Toast or fry some bread, spread with a little mustard and top with the anchovy paste. Cut into bite size pieces.

7.00 Entrée: Salmon à la Genévése with Madeira

Rub the bottom of a pan with butter. Add two chopped shallots, a small bunch of herbs (including parsley), two bay leaves, 2 carrots, mace, salt and pepper. Saute for 10 minutes, then add four tablespoons of Madeira, and simmer for half an hour.

Put two good size pieces of salmon into a pan and strain the fish stock over the top. Simmer gently five to ten minutes until the fish is done.

Meanwhile, melt 40 g (1½ oz) butter in a pan, add an equal quantity of flour, and stir until it forms a smooth paste (a roux). Cook for a couple of minutes until the flour is cooked.

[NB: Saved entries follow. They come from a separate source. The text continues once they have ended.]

PR #474, opened 2019-06-12
[1619] mcb console with environmental config

benilovj:
### Context

Part of supporting the live product involves making data changes on production. In order to allow making safe, audited changes we need to be able to connect the Rails console to production environments.

Add an `mcb` command for launching the Rails console:

```ruby
$ bundle exec mcb console -E qa -v
As a safety measure, please enter the expected RAILS_ENV for bat-qa-mcbe-as: qa
Loading qa environment (Rails 5.2.3)
irb(main):001:0>
```

### Checklist

- [ ] Attach to Trello card
- [x] Rebased master
- [x] Cleaned commit history

### DIFF
--- a/config/initializers/mcb_audit.rb
+++ b/config/initializers/mcb_audit.rb
@@ -1,0 +1,10 @@
+if ENV['MCB_SETUP_AUDIT_USER'].present?
+  require 'mcb'
+  require 'mcb/config'
+
+  def verbose(msg)
+    Rails.logger.info msg
+  end
+
+  MCB.configure_audited_user if MCB.connecting_to_remote_db?
+end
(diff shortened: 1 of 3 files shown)


config/initializers/mcb_audit.rb
```diff
@@ -0,0 +1,10 @@
+if ENV.key?('MCB_AUDITED_USER_EMAIL')
```
misaka: So do we supply the email here or not? If not, we can give this a more appropriate name.

benilovj: oops - fixed

benilovj:
I just made a small tweak to the command to keep the linter happy.

PR #481, opened 2019-06-13
[1586] mcb courses edit: part 4

benilovj:
### Context
Follow-up to #446, #449 and #456 

Until we've built all course editing features for publishers to self-serve, we need support tooling to be able to action support requests for changes and new courses.

- extract out a method for handling multiple choice questions in `CoursesEditorCLI`

As a precursor to the new course creation:
- edit the age range on a record
- edit the course code

### Checklist

- [x] Attach to Trello card
- [x] Rebased master
- [x] Cleaned commit history

### DIFF
--- a/lib/mcb/courses_editor.rb
+++ b/lib/mcb/courses_editor.rb
@@ -12,6 +12,7 @@ module MCB
       start_date: :start_date,
       application_opening_date: :applications_open_from,
       age_range: :age_range,
+      course_code: :course_code,
     }.freeze
 
     def initialize(provider:, requester:, course_codes: [])
@@ -66,7 +67,7 @@ module MCB
       puts "Existing values for course #{attribute_name}:"
       table = Tabulo::Table.new @courses.order(:course_code) do |t|
         t.add_column(:course_code, header: "course\ncode", width: 4)
-        t.add_column(attribute_name)
+        t.add_column(attribute_name) unless attribute_name == :course_code
       end
       puts table.pack(max_table_width: nil), table.horizontal_rule
     end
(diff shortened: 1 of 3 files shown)


lib/mcb/courses_editor_cli.rb
```diff
@@ -90,5 +97,23 @@ def ask_start_date
     def ask_application_opening_date
       Date.parse(@cli.ask("Applications opening date?  ") { |q| q.default = Date.today.to_s })
     end
+
+    def ask_course_code
+      @cli.ask("Course code?  ") do |q|
+        q.whitespace = :strip_and_collapse
+        q.validate = /\S+/
```
defong: Upper case it?

benilovj: Agreed - 40cc7cb

lib/mcb/courses_editor.rb
```diff
@@ -11,6 +11,8 @@ class CoursesEditor
       accredited_body: :accrediting_provider,
       start_date: :start_date,
       application_opening_date: :applications_open_from,
+      age_range: :age_range,
+      course_code: :course_code,
```
defong: was there a reason to add `course_code` only for 

` unless attribute_name == :course_code`

benilovj: Yes - when editing course code, the table library doesn’t like having two columns with the same name.

benilovj: I've changed that part of the code now so it's no longer in the hash: b0709d8

defong: Yeah i saw, the the more I ask the more magical it gets

benilovj: Then it’s easy - just ask fewer questions before approving :trollface:

PR #484, opened 2019-06-14
[1455] Use JSONAPI matchers instead of equality

heidar:
### Context

This test was too specific, checking each and every attribute. This
caused it to be too brittle.

I've replaced comparing the complete JSON output to using JSONAPI RSpec
matchers to check if the correct objects are rendered out, with the
relationships and attributes we expect.

There's no need to test this further than that, the serializer is unit
tested to make sure it gives us the correct data.

### Checklist

- [x] Attach to Trello card
- [x] Rebased master
- [x] Cleaned commit history

### DIFF
--- a/spec/requests/api/v2/access_request_spec.rb
+++ b/spec/requests/api/v2/access_request_spec.rb
@@ -57,97 +57,49 @@ describe 'Access Request API V2', type: :request do
     end
 
     context 'when authorised' do
-      let!(:first_access_request) { create(:access_request) }
-      let!(:second_access_request) { create(:access_request) }
+      let!(:access_request_1) { create(:access_request) }
+      let!(:access_request_2) { create(:access_request) }
 
       before do
-        Timecop.freeze
         access_requests_index_route
       end
 
-      after do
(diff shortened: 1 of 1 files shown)


heidar:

Decant the bulk of the stock into the roux, leaving just enough to keep the salmon moist. Add 300 ml (½ pint) of half strength chicken stock, the juice of a lemon, a teaspoon of anchovy essence, cayenne and salt to taste. Stir until it thickens.

To serve, slice the salmon and divide between your plates. Pour a little of the sauce over the top.

8.00 Main: Boiled Leg of Mutton and Caper Sauce with Claret

When it comes to the meat of sheep, lamb is an animal up to one-year-old, hoggett one to two years, and mutton the adult. Many countries permit the sale of all sheep meat under the term “lamb” (so rude), but you’re looking for meat that is denser in texture and darker in colour. Some countries also require that the carcass is stamped to certify what the meat is.

Cut the shank off from a moderately sized leg, trim the knuckle, clean the leg under running water and add to a pot of boiling water. Add a little salt and bring back to the boil, then simmer for 2¼ hours.

Scrub six large turnips and six large carrots. After 1¼ hours add them to the meat.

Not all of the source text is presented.